Maggy distributed training ResNet-50 on ImageNet using PyTorch

Training ResNet50 with distributed training on Maggy

In this notebook we will train a ResNet-50 model from scratch with data from ImageNet. Note that a PyTorch Dataset and DataLoader is employed which results in large I/O overhead and doesn’t fully utilize the GPU capabilities. For higher throughput, see ImageNet_petastorm_training.

import time

import torch
from torchvision import models
from torchvision import transforms as T

import pandas as pd
import numpy as np
from PIL import Image

from hops import hdfs
Starting Spark application
IDYARN Application IDKindStateSpark UIDriver log
184application_1617699042861_0011pysparkidleLinkLink
SparkSession available as 'spark'.

Creating the PyTorch Dataset

The metadata of our dataset is stored in a .csv file located in the root folder. It contains the labels of each image and its source path. For convenience, we relabel the classes into integers. In the __getitem__ function, we enable custom transformations after reading the image and its label. The advantage of defining our own dataset is that we have no problems performing I/O operations on our DFS, which would fail when simply calling os.open() (which is what PyTorch’s predefined datasets do).

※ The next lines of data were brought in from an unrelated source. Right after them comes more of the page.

Issue #3671, opened 2023-07-03
[suggestion] Remove redundant non-iterable queries


mversic:
### Feature request

Our `QueryBox` contains some superfluous queries which could be composed by using a more general query and a filter. For example, there is both `FindAllAccounts` and `FindAccountByName` where you could have combined former and filter it by name.

In general we should remove all queries that return a single result and fallback to using more general queries with filter. Iroha query would correspond to `SELECT` statement in the relational database and filter would correspond to `WHERE` clause

### Motivation

It's simpler and removes redundancy

appetrosyan:
To add some clarification as per our discussion with @DCNick3. 

For now, we only want to reduce the surface area of the API and reduce the number of queries. In this example, we want to replace `FindAccountByName` with a `FindAllAccounts` query, combined with a `StringPredicate::is(name_of_account)` to get the same result. 

Due to part of the context only being known at runtime, the latter operation is likely going to result in an $O(n)$ lookup, in contrast to the $O(1)$ for `FindAccountByName`. We can **ooptionally** counteract this problem by doing a short-circuiting heuristic. 

So I'd do things in three steps.

### Step 1: Enumerate replacement queries

This is just adding a new file to `client/tests` that runs through the Rust API queries and compares the results on a synthetic `wsv`. We need to ensure that the behaviours are identical, which can be false due to bugs in either the `predicate` or the sending/receiving logic. 

### Step 2: Identify the short-circuiting heuristics

It might be as simple as saying that any `StringPredicate::is` applied to an identifiable will result in either `0` (not found), or at most `1` element in a `vec`, because identifiers are unique per class of object and our queries return homogeneous data. 

As long as we find a neat way to execute these heuristics on the backend generically. This should prevent a redundant clone after #3621 is merged, and potentially work better if we replace hash tables with prefix tries (no that's not a spelling mistake). 

### Step 3: Implement new logic with heuristics

### Step 4: Deprecate old queries

At this point we might want to consider adding new predicates to express the missing information. In principle we should be able to bridge the gap between what Iroha can do now and what the GraphQl API should be post-launch (#1455). 

As this is a complex task, I'd recommend that @DCNick3 take up another smaller task until this one is done.

mversic:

class ImageNetDataset(torch.utils.data.Dataset):
    
    def __init__(self, path, transform=None, test_set=False):
        super().__init__()
        self.root = path
        self.df = pd.read_csv(path + "noisy_imagenette.csv")
        self.transform = transform
        if test_set:
            self.df = self.df[self.df.is_valid]
        else:
            self.df = self.df[self.df.is_valid == False]
        self.df.drop(["noisy_labels_" + str(i) for i in [1, 5, 25,50]], axis=1, inplace=True)
        self.labels = {"n01440764": 0,  # "tench" 
                       "n02102040": 1,  # "English springer"
                       "n02979186": 2,  # "cassette player"
                       "n03000684": 3,  # "chain saw"
                       "n03028079": 4,  # "church"
                       "n03394916": 5,  # "French horn"
                       "n03417042": 6,  # "garbage truck"
                       "n03425413": 7,  # "gas pump"
                       "n03445777": 8,  # "golf ball"
                       "n03888257": 9,  # "parachute"
                      }
    
    def __len__(self):
        return len(self.df)

    def __getitem__(self, idx):
        row = self.df.iloc[idx]
        label = self.labels[row["noisy_labels_0"]]
        f = hdfs.open_file(self.root + row["path"])
        try:
            img = Image.open(f).convert("RGB")
        finally:
            f.close()
        if self.transform:
            img = self.transform(img)
        sample = {"image": img, "label": label}
        return sample
path = hdfs.project_path() + "DataSets/ImageNet/imagenette/"

Defining data transforms

To increase the variety of our training samples, we employ data augmentation via torchvision’s transforms API. For training images, in addition to resizing and randomly cropping, we also flip images horizontally. In the test set, we use a center crop and no flips to remove randomness. All images are normalized for numeric convenience.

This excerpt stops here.